Tue, 08/11/2015 - 11:15

Following is a verbatim translation of a press release sent out by the National Museum of History to express the views of its manager, Bozhidar Dimitrov, on the arrest, in Rome, of a Bulgarian footballer, Blagoy Georgiev aka Blago the Jesus, caught while trying to inscribe his name on a marble column in the Colosseum.

bozhidar dimitrov.jpg
© Anthony Georgieff

The Jesus, who is to be prosecuted in Italy for vandalism, told Italian newspaper Il Messagero that he had noted names of other people scribbled inside the Colosseum, which led him to surmise that doing that was perfectly in order.

"The attempt by footballer Blagoy Dimitrov to inscribe his name on a column in the Roman Colosseum threatens to put him in jail. However, the act of this brave Bulgarian man should not be judged too harshly, at least not in Bulgaria where scribbling on walls, columns and other antiquities has been part and parcel of Bulgarian culture for many centuries.

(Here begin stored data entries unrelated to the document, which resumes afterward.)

PR #791, opened 2022-04-05
Switch the Checkov step to soft-fail

ferozsalam:
Until we can move to using a pinned Checkov image version – the lack of image
pinning is causing the build step to break unpredictably.

### Checklist

* [x] Sister [deploy-sourcegraph](https://github.com/sourcegraph/deploy-sourcegraph) change: https://github.com/sourcegraph/deploy-sourcegraph/pull/4106
* N/A - All images have a valid tag and SHA256 sum

### Test plan

Confirm that the build step no longer hard fails

### DIFF
--- a/.buildkite/pipeline.yaml
+++ b/.buildkite/pipeline.yaml
@@ -34,3 +34,4 @@ steps:
   - command: .buildkite/ci-checkov.sh
     label: ":lock: security - checkov"
     agents: { queue: "standard" }
+    soft_fail: true


andreeleuterio (approved):

caugustus-sourcegraph (approved):

ferozsalam:
@caugustus-sourcegraph are you able to merge this change in please? I don't have the necessary permissions myself.

PR #792, opened 2022-04-05
Add support to customize pg conf

michaellzc:
Part of
- https://github.com/sourcegraph/sourcegraph/issues/32918
- https://github.com/sourcegraph/sourcegraph/issues/33016

Learn more https://docs.google.com/document/d/1MzTpztUW-R8qARjQjYngA62LM64Y6OSImI04J_DPXTQ/edit 

### Checklist

### Test plan

```sh
cat docker-compose.yaml | yq '.services[].cpus = 0' > docker-compose.local-dev.yaml
```

```sh
docker-compose -f docker-compose.local-dev.yaml up -d
```


codeinsights-db/conf/postgresql.conf
```diff
@@ -0,0 +1,781 @@
...
+shared_preload_libraries = ''
+max_locks_per_transaction = 64
+
+
+#------------------------------------------------------------------------------
+# CUSTOMIZED OPTIONS
+#------------------------------------------------------------------------------
+
+# Add you customization here
+# Learn more: https://docs.sourcegraph.com/admin/config/postgres-conf
```
michaellzc, line 781: anything above is just a clone of the stock postgresql.conf

codeintel-db/conf/postgresql.conf
```diff
@@ -0,0 +1,779 @@
...
+random_page_cost = 1.1
+effective_cache_size = 3GB
+
+
+#------------------------------------------------------------------------------
+# CUSTOMIZED OPTIONS
+#------------------------------------------------------------------------------
+
+# Add you customization here
+# Learn more: https://docs.sourcegraph.com/admin/config/postgres-conf
```
michaellzc, line 779: anything above is just a clone of the stock postgresql.conf

pgsql/conf/postgresql.conf
```diff
@@ -0,0 +1,779 @@
...
+max_wal_size = 8GB
+min_wal_size = 2GB
+random_page_cost = 1.1
+effective_cache_size = 3GB
+
+
+#------------------------------------------------------------------------------
+# CUSTOMIZED OPTIONS
+#------------------------------------------------------------------------------
+
```
michaellzc, line 777: anything above is just a clone of the stock postgresql.conf

pgsq.diff
```diff
@@ -0,0 +1,875 @@
+3a4
```
caugustus-sourcegraph, line 1: Looks like this was checked in by mistake

codeinsights-db/conf/postgresql.conf
```diff
@@ -0,0 +1,781 @@
...
+autovacuum_naptime = 10
+shared_preload_libraries = ''
+max_locks_per_transaction = 64
+
+
+#------------------------------------------------------------------------------
+# CUSTOMIZED OPTIONS
+#------------------------------------------------------------------------------
+
+# Add you customization here
```
caugustus-sourcegraph, line 780:
```suggestion
# Add your customization here
```
(same for the other conf's)

codeinsights-db/conf/postgresql.conf
```diff
@@ -0,0 +1,781 @@
...
+#include_if_exists = '...'		# include file only if it exists
+#include = '...'			# include file
+
+
+#------------------------------------------------------------------------------
+# SOURCEGRAPH RECOMMENDED OPTIONS
+#------------------------------------------------------------------------------
+
+# Below is Sourcegraph recommended Postgres configuration.
+# Your should apply your own customization in CUSTOMIZED OPTIONS section below
```
caugustus-sourcegraph, line 750:
```suggestion
# You should apply your own customization in the CUSTOMIZED OPTIONS section below
```

codeinsights-db/conf/postgresql.conf
```diff
@@ -0,0 +1,781 @@
...
+# default postgresql.conf.  Note that these are directives, not variable
+# assignments, so they can usefully be given more than once.
+
+#include_dir = '...'			# include files ending in '.conf' from
+					# a directory, e.g., 'conf.d'
+#include_if_exists = '...'		# include file only if it exists
+#include = '...'			# include file
+
+
+#------------------------------------------------------------------------------
```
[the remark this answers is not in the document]
michaellzc: > Do you think we could get rid of everything above our customizations? Those should all be the defaults and not required to be in this file (I think). That would make our changes much more visible for customers instead of being at the end of a 800-line file

It looks like we can't. The default `listen_address` is localhost (https://postgresqlco.nf/doc/en/param/listen_addresses/), the migrator (or any other services) will never able to reach pgsql.

The right way would have been do not touch the default postgresql.conf, but only insert a `include_dir '/conf'` at the end. By doing so, PG can load all conf files during runtime.

I am debating whether this is something we want to do, feels like a big change since we may need to change the postgres image https://github.com/sourcegraph/sourcegraph/tree/main/docker-images/postgres-12-alpine

thoughts?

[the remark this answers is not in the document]
caugustus-sourcegraph: Ugh, yeah. There's about 10 settings that are customized from the defaults hidden away in that file. I still think it would be beneficial to remove all the commented-out sections and only leave the things that are being explicitly set.

Your point about the `include_dir` is good, but it does feel like a pretty large task with some risk of losing customer overrides.

How do you feel about removing just the commented out sections?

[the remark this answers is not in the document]
caugustus-sourcegraph: Ugh, yeah. There's about 10 settings that are customized from the defaults hidden away in that file. I still think it would be beneficial to remove all the commented-out sections and only leave the things that are being explicitly set.

Your point about the `include_dir` is good, but it does feel like a pretty large task with some risk of losing customer overrides.

How do you feel about removing just the commented out sections?

codeinsights-db/conf/postgresql.conf
```diff
@@ -0,0 +1,91 @@
...
+#
+# This file consists of lines of the form:
+#
+#   name = value
+#
+# (The "=" is optional.)  Whitespace may be used.  Comments are introduced with
+# "#" anywhere on a line.  The complete list of parameter names and allowed
+# values can be found in the PostgreSQL documentation.
+#
+# The commented-out settings shown in this file represent the default values.
```
caugustus-sourcegraph, line 13: We can remove L13-L25 (maybe even L27-31 but eh).

Honestly I don't think we need to include any of the preamble - anyone who wants to configure Postgres will need to look up guidance anyway - but it's not a big deal.

codeinsights-db/conf/postgresql.conf
```diff
@@ -0,0 +1,91 @@
...
+#------------------------------------------------------------------------------
+# SOURCEGRAPH RECOMMENDED OPTIONS
+#------------------------------------------------------------------------------
+
+# Below is Sourcegraph recommended Postgres configuration.
+# You should apply your own customization in the CUSTOMIZED OPTIONS section below
+# to avoid merge conflict in the future.
+#
+# NOTES: Options below is based on the default resource configuration of `codeinsights-db` container.
+# Depending on your environment, you may need to adjust the settings in CUSTOMIZED OPTIONS below
```
caugustus-sourcegraph, line 65: This note basically says the same thing as above - do we need both it and L61-62?

codeinsights-db/conf/postgresql.conf
```diff
@@ -0,0 +1,91 @@
...
+
+shared_buffers = 509546kB
+work_mem = 3184kB
+maintenance_work_mem = 254773kB
+effective_io_concurrency = 200
+max_worker_processes = 19
```
caugustus-sourcegraph, line 71: Oh boy - I started looking into this because I thought 19 was such a weird number, and it turns out this is the [initial configuration](https://github.com/sourcegraph/deploy-sourcegraph/pull/1851) from Feb 2021 and tuned for timescaledb:
```
The postgres.conf included here comes from TimescaleDB itself, I included comments in the ConfigMap about differences and how to use timescaledb-tune to generate a good config file.
```

So, now that we're using vanilla Postgres, these numbers might not be as relevant. I think it's ok for this PR to keep those defaults but we should ask the Code Insights team to review the settings soon.

caugustus-sourcegraph (approved):
👍  Some followup actions but overall it's a great improvement! We can copy the same streamlined conf to helm too. Maybe even kustomize? Not sure it's worth introducing huge merge conflicts there.

Although.. is there any reason we shouldn't build these defaults in to the docker images? I guess it could be a bad idea for local development.

codeinsights-db/conf/postgresql.conf
caugustus-sourcegraph: Asked Code Insights team to investigate here: https://sourcegraph.slack.com/archives/C014ZCKMCAV/p1649421612224539

codeinsights-db/conf/postgresql.conf
michaellzc, line 65: > This note basically says the same thing as above - do we need both it and L61-62?

@caugustus-sourcegraph 

In the second paragraph, I was trying to say, the configuration is based on the default `mem_limit` and `cpus`.

how about

```suggestion
# Below is Sourcegraph recommended Postgres configuration based on the default resource configuration.
# You should apply your own customization in the CUSTOMIZED OPTIONS section below
# to avoid merge conflict in the future.
```

caugustus-sourcegraph: Looks great!

caugustus-sourcegraph (approved):

PR #798, opened 2022-04-11
Update prometheus_targets.yml for codeinsights-db

michaellzc:
Need to target the exporter container

### Checklist


caugustus-sourcegraph (approved):
TY!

"Historians and archaeologists know that medieval Bulgarians used to scribble graffiti on the stone walls of forts, churches and palaces. Most were 'inappropriate.' They collectively said something like "I, Peno, a shepherd, came down to the river to water the sheep. Pena was washing shirts. So I laid her down by the riverside.'

"Archaeologists would not publish such graffiti for many years, out of modesty. At long last, 30 years ago, one archaeologist did publish a few. Two others, Academician Gyuzelev and Professor Kazimir Popksontatinov, deduced that all of those graffiti writers belonged to the low social classes: shepherds, farmers, blacksmiths, soldiers. Yet, these writings were perfectly correct grammatically. Ergo, a huge part of the Bulgarians (about 70 percent) of all social groups were literate. That was a standard, kids were being taught their mother tongue in parish schools. At the same in Europe, just two percent of the population were literate in a long-dead language that had nevertheless been adopted as official by the Church. Even emperors such as Charles the Great were illiterate, providing Georgi Dimitrov with the opportunity to mock him at the Leipzig Trial.

"Some of these graffiti were not inappropriate at all. On the famous column erected by King Ivan Assen II following the Battle of Klokotnitsa, a medieval Blago the Jesus hammered in his statement: "I, Dragan, wrote." He couldn't help it. How could Ivan Asen go down in history and Dragan wouldn't?

"So, the signature of Blago the Jesus would mean something to the historians of the future. In 200 years they could have written: 'Now that our museum of sports is full of cups and medals from world and European championships, it is hard to believe that there was a period in our football history when we were being beaten hands down in all championships, while at club championships we were beaten at the preliminary matches by village teams. The reasons for this remain unknown, especially as there is certain evidence that our footballers were literate. One of them even scribbled his name on a column at the Colosseum in Rome."